Saved entries:
= Beginning of Section =
PR #5062, opened 2023-08-29
Only set TCP flags condition for PF rules if the protocol is TCP

dlon:
`get_allow_relay_rule` in particular produces the following rule, which is considered invalid when added using `pfctl`:

```
pass out log (all) quick inet proto udp from any to IP port = PORT user = 0 flags S/SA keep state
```

Incidentally, this works around everything being blocked on macOS 14 Beta 6.

- - -
This change is [Reviewable](https://reviewable.io/reviews/mullvad/mullvadvpn-app/5062)

### DIFF
--- a/talpid-core/src/firewall/macos.rs
+++ b/talpid-core/src/firewall/macos.rs
@@ -6,7 +6,7 @@ use std::{
     net::{IpAddr, Ipv4Addr},
 };
 use subslice::SubsliceExt;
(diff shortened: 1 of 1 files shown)


faern:
Our current rules are correct. It's PF that is broken in macOS 14 betas. We have reported this to Apple and we just hope they will fix PF before macOS 14 goes stable. Otherwise things will be really bad.

PR #5063, opened 2023-08-29
Drop socket before the address is reused

pinkisemils:
The socket used to get a free local address has to be dropped sooner since the newer version of  shadowsocks binds the sockets it needs before entering the server's main loop. This fixes the issue.

- - -
This change is [Reviewable](https://reviewable.io/reviews/mullvad/mullvadvpn-app/5063)

### DIFF
--- a/talpid-openvpn/src/proxy/shadowsocks.rs
+++ b/talpid-openvpn/src/proxy/shadowsocks.rs
@@ -82,10 +82,10 @@ impl ShadowsocksProxyMonitor {
             config.outbound_fwmark = settings.fwmark;
         }
 
+        std::mem::drop(sock);
         let srv = local::Server::new(config).await?;
 
         let (fut, server_abort_handle) = abortable(async move {
-            let _ = sock;
             let result = srv.run().await;
             if let Err(error) = &result {
                 log::error!(
--- a/talpid-openvpn/src/proxy/shadowsocks.rs
+++ b/talpid-openvpn/src/proxy/shadowsocks.rs
@@ -35,28 +35,16 @@ impl ShadowsocksProxyMonitor {
     }
 
     async fn start_inner(settings: &ShadowsocksProxySettings) -> io::Result<Self> {
-        // TODO: Patch shadowsocks so the bound address can be obtained afterwards.
-        let addr = SocketAddrV4::new(Ipv4Addr::LOCALHOST, 0);
-        let sock = Socket::new(
-            Domain::IPV4,
-            socket2::Type::STREAM,
-            Some(socket2::Protocol::TCP),
-        )?;
-        sock.set_reuse_address(true)?;
-        sock.bind(&SockAddr::from(addr))?;
-
-        let bound_addr = sock
-            .local_addr()?
-            .as_socket_ipv4()
-            .ok_or_else(|| io::Error::new(io::ErrorKind::Other, "missing IPv4 address"))?;
-
         let mut config = Config::new(ConfigType::Local);
 
         config.fast_open = true;
 
         let mut local = LocalConfig::new(ProtocolType::Socks);
         local.mode = Mode::TcpOnly;
-        local.addr = Some(ServerAddr::SocketAddr(SocketAddr::from(bound_addr)));
+        local.addr = Some(ServerAddr::SocketAddr(SocketAddr::from((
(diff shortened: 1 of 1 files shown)


dlon (changes requested):
> *[Reviewable](https://reviewable.io/reviews/mullvad/mullvadvpn-app/5063)* status: all files reviewed, 1 unresolved discussion (waiting on @pinkisemils)

___
*[`talpid-openvpn/src/proxy/shadowsocks.rs` line 85 at r1](https://reviewable.io/reviews/mullvad/mullvadvpn-app/5063#-Nd1N89N9Q-070xm7vA9:-Nd1N89OAl0aOV5M5sHC:b-g89rua) ([raw file](https://github.com/mullvad/mullvadvpn-app/blob/9b61d6ccf7e18bc4c95473447950c6a7ac5c88a2/talpid-openvpn/src/proxy/shadowsocks.rs#L85)):*
> ```XML
>         }
> 
>         std::mem::drop(sock);
> ```

I think we should just move this whole thing into a function that returns a `SocketAddrV4` instead of dropping above:

```rust
  let addr = SocketAddrV4::new(Ipv4Addr::LOCALHOST, 0);
  let sock = Socket::new(
      Domain::IPV4,
      socket2::Type::STREAM,
      Some(socket2::Protocol::TCP),
  )?;
  sock.bind(&SockAddr::from(addr))?;
  sock
      .local_addr()?
      .as_socket_ipv4()
      .ok_or_else(|| io::Error::new(io::ErrorKind::Other, "missing IPv4 address"))
```

Also, get rid of `SO_REUSEADDR`.

In principle, it's possible for some other thread/process to steal the port before we can reuse it, but that's already the case now with the updated code. So we might as well clean it up a bit?

dlon (changes requested):
> *[Reviewable](https://reviewable.io/reviews/mullvad/mullvadvpn-app/5063)* status: all files reviewed, 1 unresolved discussion (waiting on @pinkisemils)

___
*[`talpid-openvpn/src/proxy/shadowsocks.rs` line 85 at r1](https://reviewable.io/reviews/mullvad/mullvadvpn-app/5063#-Nd1N89N9Q-070xm7vA9:-Nd1OpQh0p8uz9WM_DP6:btxtjlx) ([raw file](https://github.com/mullvad/mullvadvpn-app/blob/9b61d6ccf7e18bc4c95473447950c6a7ac5c88a2/talpid-openvpn/src/proxy/shadowsocks.rs#L85)):*

I think we just move this whole thing into a function that returns a `SocketAddrV4` instead of dropping above:

```rust
  let addr = SocketAddrV4::new(Ipv4Addr::LOCALHOST, 0);
  let sock = Socket::new(
      Domain::IPV4,
      socket2::Type::STREAM,
      Some(socket2::Protocol::TCP),
  )?;
  sock.bind(&SockAddr::from(addr))?;
  sock
      .local_addr()?
      .as_socket_ipv4()
      .ok_or_else(|| io::Error::new(io::ErrorKind::Other, "missing IPv4 address"))
```

Also, get rid of `SO_REUSEADDR`.

In principle, it's possible for some other thread/process to steal the port before we can reuse it, but that's already the case now with the updated code. So we might as well clean it up a bit?
</blockquote></details>

We could also just use `TcpListener::bind` (or `TcpSocket`) and `TcpListener::local_addr` from `tokio`.

pinkisemils (commented):
> *[Reviewable](https://reviewable.io/reviews/mullvad/mullvadvpn-app/5063)* status: 0 of 1 files reviewed, 1 unresolved discussion (waiting on @dlon)

___
*[`talpid-openvpn/src/proxy/shadowsocks.rs` line 85 at r1](https://reviewable.io/reviews/mullvad/mullvadvpn-app/5063#-Nd1N89N9Q-070xm7vA9:-Nd5c1sc2TqKlgL45QKT:b1xl80q) ([raw file](https://github.com/mullvad/mullvadvpn-app/blob/9b61d6ccf7e18bc4c95473447950c6a7ac5c88a2/talpid-openvpn/src/proxy/shadowsocks.rs#L85)):*

We could also just use `TcpListener::bind` and `TcpListener::local_addr` from `tokio`.
</blockquote></details>

Or we can not bother at all since now the server will bind it's sockets before entering it's main loop. :tada:

Issue #4952, opened 2023-08-02
Ubuntu 23.04 - Graphics Corruption in 2023.5-beta1


tommodev:
## Issue report

Howdy, sorry couldn't get to the report issue button due to graphics bork but captured a log.

### Operating system

Neofetch Dump -

```
OS: Ubuntu 23.04 x86_64
Kernel: 6.2.0-26-generic
Resolution: 3840x2160
DE: GNOME 44.3
WM: Mutter
WM Theme: Adwaita
Theme: Yaru-red [GTK2/3]
Icons: Yaru-red [GTK2/3]
CPU: AMD Ryzen 5 2600 (12) @ 3.400GHz
GPU: AMD ATI Radeon RX 470/480/570/570X/580/580X/590
Memory: 5993MiB / 31993MiB
```

### App version

2023.5-beta1 installed via Deb, sourced from GH

### Issue description

Mullvad Desktop is in tray, connection OK, but on opening Gui from systray all graphics within the window (excluding system border) were corrupted. Apologies didn't get screenshot.

Logfile from CLI launch of '/opt/Mullvad VPN/mullvad-gui' attached to issue.
[mullvad-exec-log.txt](https://github.com/mullvad/mullvadvpn-app/files/12239397/mullvad-exec-log.txt)

Log seems pretty upset about shader compilation:

```
...
[13829:0802/185437.071501:ERROR:shared_context_state.cc(81)] Skia shader compilation error
------------------------
// Vertex SKSL
#extension GL_NV_shader_noperspective_interpolation: require
...
Errors:
link failed but did not provide an info log
[13829:0802/185437.075354:ERROR:shared_context_state.cc(81)] Skia shader compilation error
...
```

tommodev:
Can repo. 2 screenshots attached. Downgrading to 2023.4 and visuals are OK, upgrading to 2023.5-beta1 introduces the corruption again.

Otherwise app is "ok" and mullvad connects to server as expected.

![Screenshot from 2023-08-03 07-23-59](https://github.com/mullvad/mullvadvpn-app/assets/79486309/d08fe7c1-1172-4142-827e-16d021299af2)

![Screenshot from 2023-08-03 07-24-54](https://github.com/mullvad/mullvadvpn-app/assets/79486309/6ad88a7a-ed6f-4cca-a96d-b161157cb0b2)

tommodev:
In case it's relevant, running using Ubuntu's default of Wayland, not X11.

[...]

PR #5068, opened 2023-08-30
Clear GPU cache on upgrade on Linux

raksooo:
Reported in https://github.com/mullvad/mullvadvpn-app/issues/4952 the GPU cache can be incompatible with future Electron versions. This PR removes the cache directory on upgrade by removing it after the app has been installed. The reason why we don't do it in `after-remove.sh` (where we already have code for removing app data for all users) is that it would take one more release before the change would kick into action. When upgrading `*-remove.sh` scripts are run from the old versions package while the `*-install.sh` scripts are run from the new package.

### DIFF
--- a/dist-assets/linux/after-remove.sh
+++ b/dist-assets/linux/after-remove.sh
@@ -8,32 +8,36 @@ function remove_logs_and_cache {
     echo "Failed to remove mullvad-vpn cache"
 }
 
+function get_home_dirs {
+  if [[ -f "/etc/passwd" ]] && command -v cut > /dev/null; then
+      cut -d: -f6 /etc/passwd
+  fi
+}
+
 function remove_config {
   rm -r --interactive=never /etc/mullvad-vpn || \
     echo "Failed to remove mullvad-vpn config"
 
   # Remove app settings and auto-launcher for all users. This doesn't respect XDG_CONFIG_HOME due
   # to the complexity required.
-  if [[ -f "/etc/passwd" ]] && command -v cut > /dev/null; then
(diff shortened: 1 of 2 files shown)


raksooo (commented):
> *[Reviewable](https://reviewable.io/reviews/mullvad/mullvadvpn-app/5068)* status: 0 of 2 files reviewed, 1 unresolved discussion (waiting on @faern)

___
*[`dist-assets/linux/before-install.sh` line 39 at r1](https://reviewable.io/reviews/mullvad/mullvadvpn-app/5068#-Nd5UqCg-lJsAi_DY3mI:-Nd5sseN5Qv7v3njb6k8:bbr3dvq) ([raw file](https://github.com/mullvad/mullvadvpn-app/blob/ece0b4ad1e0d04efc3b46bc3bc913220cb4068af/dist-assets/linux/before-install.sh#L39)):*

This is a bit anecdotal and workaround focused description of this functionality. Is it not true that Electron upgrades in general could have incompatible caches, and this being a potential issue regardless of any reports? If so, I think a more direct description such as the following would be more appropriate:
> Different electron versions can have incompatible GPU caches. Clearing it on upgrades makes sure the same cache is not used across versions.
</blockquote></details>

Sounds good. Done.

faern (approved):
:lgtm:

> *[Reviewable](https://reviewable.io/reviews/mullvad/mullvadvpn-app/5068#-:-Nd5yZ6wEmXXKsrEgoiz:bnfp4nl)* status: :shipit: complete! all files reviewed, all discussions resolved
= End of Section =
Search the records above for the string "dlon". Copy every line that contains it.

— COMPLETED EXERCISE —
dlon:
dlon (changes requested):
dlon (changes requested):
> *[Reviewable](https://reviewable.io/reviews/mullvad/mullvadvpn-app/5063)* status: 0 of 1 files reviewed, 1 unresolved discussion (waiting on @dlon)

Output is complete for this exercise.